TASK GOAL: If a line in the listing carries the word "when", return a copy of that line.

>>>>

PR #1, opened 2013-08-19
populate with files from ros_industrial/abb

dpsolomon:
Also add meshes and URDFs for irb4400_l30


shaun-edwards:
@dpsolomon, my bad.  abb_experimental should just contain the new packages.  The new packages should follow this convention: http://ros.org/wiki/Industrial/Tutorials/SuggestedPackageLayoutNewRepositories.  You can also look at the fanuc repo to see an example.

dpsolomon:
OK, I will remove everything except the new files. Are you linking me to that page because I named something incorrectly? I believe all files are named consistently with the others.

<<<<
>>>>

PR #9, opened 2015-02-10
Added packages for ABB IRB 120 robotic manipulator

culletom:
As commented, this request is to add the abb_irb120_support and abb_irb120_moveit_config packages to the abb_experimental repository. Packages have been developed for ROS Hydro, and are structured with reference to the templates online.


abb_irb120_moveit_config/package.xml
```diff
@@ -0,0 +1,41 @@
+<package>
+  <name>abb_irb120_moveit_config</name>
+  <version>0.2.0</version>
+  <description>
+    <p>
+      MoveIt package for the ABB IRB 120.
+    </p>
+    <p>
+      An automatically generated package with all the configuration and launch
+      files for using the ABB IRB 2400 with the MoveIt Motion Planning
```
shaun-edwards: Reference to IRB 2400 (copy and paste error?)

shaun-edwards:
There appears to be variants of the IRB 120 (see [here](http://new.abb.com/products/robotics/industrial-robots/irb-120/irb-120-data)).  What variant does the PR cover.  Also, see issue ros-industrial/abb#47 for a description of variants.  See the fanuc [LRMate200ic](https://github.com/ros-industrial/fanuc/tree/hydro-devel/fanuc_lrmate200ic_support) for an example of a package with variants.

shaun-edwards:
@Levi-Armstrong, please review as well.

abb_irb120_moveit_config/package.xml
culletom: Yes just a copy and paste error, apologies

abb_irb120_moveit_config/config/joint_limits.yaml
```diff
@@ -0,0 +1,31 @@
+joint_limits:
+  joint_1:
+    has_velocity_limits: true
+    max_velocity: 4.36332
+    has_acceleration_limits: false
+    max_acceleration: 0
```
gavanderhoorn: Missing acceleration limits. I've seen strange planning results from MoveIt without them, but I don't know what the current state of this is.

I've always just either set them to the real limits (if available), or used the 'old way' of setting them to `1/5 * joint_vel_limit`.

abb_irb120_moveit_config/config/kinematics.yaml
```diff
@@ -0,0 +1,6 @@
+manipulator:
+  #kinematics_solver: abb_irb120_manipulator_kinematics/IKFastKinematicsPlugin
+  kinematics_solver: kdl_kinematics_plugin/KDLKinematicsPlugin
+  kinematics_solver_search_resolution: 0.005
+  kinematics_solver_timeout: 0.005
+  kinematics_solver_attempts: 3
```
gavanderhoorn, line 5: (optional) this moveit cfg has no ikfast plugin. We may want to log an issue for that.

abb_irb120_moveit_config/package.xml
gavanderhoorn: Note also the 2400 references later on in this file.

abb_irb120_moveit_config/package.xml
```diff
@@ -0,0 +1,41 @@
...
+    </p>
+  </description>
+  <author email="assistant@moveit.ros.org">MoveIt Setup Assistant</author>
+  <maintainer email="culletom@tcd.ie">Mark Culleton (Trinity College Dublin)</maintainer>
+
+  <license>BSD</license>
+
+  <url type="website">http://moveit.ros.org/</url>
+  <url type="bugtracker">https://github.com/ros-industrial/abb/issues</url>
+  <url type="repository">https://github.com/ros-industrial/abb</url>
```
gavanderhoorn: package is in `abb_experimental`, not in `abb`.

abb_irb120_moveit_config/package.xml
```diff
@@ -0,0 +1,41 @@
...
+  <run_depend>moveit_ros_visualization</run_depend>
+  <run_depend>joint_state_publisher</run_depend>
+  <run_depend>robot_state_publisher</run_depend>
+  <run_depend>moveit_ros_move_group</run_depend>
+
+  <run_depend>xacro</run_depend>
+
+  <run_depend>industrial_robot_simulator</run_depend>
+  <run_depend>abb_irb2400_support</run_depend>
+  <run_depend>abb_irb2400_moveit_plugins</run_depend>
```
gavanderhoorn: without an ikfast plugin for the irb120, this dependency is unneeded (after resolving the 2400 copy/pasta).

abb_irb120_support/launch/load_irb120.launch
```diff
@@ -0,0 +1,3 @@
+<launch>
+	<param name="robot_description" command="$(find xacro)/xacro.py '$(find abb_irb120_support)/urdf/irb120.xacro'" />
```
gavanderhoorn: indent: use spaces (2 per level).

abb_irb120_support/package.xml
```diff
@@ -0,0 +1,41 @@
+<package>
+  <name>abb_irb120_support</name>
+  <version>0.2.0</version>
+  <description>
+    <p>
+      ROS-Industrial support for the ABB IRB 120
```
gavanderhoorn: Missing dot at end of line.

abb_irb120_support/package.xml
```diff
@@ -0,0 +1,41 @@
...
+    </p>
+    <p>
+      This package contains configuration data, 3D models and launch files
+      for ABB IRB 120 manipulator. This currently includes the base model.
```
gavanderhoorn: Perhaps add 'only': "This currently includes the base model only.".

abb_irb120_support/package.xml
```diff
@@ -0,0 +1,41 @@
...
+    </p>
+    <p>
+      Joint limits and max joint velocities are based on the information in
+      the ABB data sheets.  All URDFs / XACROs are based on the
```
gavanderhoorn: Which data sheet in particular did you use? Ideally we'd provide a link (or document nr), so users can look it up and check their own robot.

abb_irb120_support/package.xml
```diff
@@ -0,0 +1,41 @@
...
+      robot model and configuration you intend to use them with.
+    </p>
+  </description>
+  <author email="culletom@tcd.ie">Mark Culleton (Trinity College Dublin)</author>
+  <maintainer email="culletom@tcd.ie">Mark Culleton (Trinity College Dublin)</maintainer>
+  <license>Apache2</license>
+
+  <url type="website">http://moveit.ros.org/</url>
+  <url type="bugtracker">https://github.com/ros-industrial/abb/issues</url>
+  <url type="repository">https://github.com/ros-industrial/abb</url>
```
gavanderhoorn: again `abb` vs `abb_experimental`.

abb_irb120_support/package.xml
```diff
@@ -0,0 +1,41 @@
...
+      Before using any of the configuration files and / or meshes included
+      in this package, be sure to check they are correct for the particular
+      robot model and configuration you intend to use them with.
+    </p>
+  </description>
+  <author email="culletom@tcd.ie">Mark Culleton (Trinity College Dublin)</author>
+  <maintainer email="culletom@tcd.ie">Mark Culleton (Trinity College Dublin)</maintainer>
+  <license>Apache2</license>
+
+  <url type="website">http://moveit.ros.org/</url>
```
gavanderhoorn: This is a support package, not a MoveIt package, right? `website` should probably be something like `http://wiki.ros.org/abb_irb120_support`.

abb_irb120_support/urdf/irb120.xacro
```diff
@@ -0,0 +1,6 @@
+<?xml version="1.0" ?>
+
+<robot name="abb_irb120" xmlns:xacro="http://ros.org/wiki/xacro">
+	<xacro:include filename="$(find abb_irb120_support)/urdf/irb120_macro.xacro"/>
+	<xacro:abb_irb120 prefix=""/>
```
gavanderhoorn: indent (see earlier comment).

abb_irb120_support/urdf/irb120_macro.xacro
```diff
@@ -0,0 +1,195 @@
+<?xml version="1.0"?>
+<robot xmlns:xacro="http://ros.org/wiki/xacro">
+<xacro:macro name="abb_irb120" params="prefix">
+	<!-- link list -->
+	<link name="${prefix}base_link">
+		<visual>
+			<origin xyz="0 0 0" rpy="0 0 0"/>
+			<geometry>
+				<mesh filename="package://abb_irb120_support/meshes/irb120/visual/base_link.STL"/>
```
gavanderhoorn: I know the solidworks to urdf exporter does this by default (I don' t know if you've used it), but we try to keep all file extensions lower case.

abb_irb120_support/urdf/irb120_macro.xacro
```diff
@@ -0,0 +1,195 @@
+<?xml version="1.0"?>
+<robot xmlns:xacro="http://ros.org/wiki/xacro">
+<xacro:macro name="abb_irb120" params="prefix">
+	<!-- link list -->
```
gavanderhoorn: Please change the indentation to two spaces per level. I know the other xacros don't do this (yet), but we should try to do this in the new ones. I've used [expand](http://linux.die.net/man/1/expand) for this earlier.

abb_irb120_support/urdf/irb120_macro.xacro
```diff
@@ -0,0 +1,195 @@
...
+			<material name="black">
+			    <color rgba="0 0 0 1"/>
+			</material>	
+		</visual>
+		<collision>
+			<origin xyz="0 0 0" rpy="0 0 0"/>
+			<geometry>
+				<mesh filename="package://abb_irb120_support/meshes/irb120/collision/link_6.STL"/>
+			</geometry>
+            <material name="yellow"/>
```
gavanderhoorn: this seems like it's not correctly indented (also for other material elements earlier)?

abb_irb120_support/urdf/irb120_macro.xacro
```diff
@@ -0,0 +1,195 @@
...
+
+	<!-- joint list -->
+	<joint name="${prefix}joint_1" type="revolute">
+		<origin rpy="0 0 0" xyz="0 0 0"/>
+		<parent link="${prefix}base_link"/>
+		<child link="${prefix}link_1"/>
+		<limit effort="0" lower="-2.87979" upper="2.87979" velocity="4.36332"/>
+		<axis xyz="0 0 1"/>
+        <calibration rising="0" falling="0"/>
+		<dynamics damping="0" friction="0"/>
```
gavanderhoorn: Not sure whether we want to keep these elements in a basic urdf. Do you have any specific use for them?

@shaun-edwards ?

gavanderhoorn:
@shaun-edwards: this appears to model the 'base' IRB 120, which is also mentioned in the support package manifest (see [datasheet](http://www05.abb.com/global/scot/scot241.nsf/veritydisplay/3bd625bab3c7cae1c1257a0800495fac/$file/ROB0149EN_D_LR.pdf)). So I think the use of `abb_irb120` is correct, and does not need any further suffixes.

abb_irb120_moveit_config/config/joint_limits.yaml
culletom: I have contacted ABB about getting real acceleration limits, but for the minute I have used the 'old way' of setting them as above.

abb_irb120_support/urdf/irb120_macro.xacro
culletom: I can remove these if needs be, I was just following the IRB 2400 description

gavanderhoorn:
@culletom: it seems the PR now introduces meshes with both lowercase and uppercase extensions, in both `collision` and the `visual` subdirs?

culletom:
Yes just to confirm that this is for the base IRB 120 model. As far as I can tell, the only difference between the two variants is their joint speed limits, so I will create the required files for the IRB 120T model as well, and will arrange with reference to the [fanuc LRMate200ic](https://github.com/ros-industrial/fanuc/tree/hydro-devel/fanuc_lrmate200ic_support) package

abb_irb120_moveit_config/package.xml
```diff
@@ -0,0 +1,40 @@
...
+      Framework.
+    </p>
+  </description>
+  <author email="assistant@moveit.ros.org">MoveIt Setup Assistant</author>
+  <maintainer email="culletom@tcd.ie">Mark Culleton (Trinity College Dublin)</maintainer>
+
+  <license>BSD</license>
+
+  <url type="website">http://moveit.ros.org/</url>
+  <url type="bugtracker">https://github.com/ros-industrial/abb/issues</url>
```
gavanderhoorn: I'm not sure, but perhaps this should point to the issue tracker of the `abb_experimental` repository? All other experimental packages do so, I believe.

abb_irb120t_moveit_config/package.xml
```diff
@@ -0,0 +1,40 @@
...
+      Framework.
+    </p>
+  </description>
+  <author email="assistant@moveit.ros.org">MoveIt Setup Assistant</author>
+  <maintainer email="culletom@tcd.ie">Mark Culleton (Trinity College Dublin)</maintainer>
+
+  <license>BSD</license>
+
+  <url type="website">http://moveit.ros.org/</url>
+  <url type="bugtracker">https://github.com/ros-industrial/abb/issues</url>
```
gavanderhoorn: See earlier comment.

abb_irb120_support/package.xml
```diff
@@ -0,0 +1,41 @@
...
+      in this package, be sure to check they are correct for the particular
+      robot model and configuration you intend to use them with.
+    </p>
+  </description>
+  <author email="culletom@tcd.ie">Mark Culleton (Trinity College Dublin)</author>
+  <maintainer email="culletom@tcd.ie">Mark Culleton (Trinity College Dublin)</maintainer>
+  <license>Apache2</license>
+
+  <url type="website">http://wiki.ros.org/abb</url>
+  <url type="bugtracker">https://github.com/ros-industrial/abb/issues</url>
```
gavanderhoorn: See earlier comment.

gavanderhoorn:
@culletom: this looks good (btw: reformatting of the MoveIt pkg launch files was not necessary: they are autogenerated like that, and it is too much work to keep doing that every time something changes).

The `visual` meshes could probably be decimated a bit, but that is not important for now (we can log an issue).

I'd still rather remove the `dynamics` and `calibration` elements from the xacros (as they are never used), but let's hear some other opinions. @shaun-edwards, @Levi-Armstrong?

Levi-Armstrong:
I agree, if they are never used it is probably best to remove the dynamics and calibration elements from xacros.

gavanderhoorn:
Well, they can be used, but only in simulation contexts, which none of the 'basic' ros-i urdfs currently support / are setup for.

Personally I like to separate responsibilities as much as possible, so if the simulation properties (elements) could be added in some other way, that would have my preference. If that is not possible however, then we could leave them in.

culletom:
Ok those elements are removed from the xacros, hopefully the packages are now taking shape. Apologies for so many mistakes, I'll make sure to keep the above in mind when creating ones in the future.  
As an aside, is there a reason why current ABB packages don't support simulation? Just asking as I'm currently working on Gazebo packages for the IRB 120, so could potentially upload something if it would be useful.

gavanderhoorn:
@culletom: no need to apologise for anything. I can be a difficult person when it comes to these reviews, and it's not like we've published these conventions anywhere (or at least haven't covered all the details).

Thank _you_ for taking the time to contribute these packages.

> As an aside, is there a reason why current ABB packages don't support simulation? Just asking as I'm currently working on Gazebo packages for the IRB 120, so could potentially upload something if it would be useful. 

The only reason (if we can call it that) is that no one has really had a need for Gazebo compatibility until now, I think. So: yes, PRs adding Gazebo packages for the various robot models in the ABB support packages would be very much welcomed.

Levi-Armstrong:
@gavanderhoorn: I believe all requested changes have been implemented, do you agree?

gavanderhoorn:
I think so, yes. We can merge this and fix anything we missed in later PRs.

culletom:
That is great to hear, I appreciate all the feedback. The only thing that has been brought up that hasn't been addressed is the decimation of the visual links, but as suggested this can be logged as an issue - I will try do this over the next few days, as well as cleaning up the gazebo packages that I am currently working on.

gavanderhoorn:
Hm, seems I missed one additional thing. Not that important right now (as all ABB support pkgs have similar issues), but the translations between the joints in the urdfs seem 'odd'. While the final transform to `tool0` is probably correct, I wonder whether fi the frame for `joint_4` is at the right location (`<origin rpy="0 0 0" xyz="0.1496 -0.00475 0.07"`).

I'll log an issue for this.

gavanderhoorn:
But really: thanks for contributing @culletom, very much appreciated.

<<<<

RESULT FOR THIS TASK:
Ok those elements are removed from the xacros, hopefully the packages are now taking shape. Apologies for so many mistakes, I'll make sure to keep the above in mind when creating ones in the future.  
@culletom: no need to apologise for anything. I can be a difficult person when it comes to these reviews, and it's not like we've published these conventions anywhere (or at least haven't covered all the details).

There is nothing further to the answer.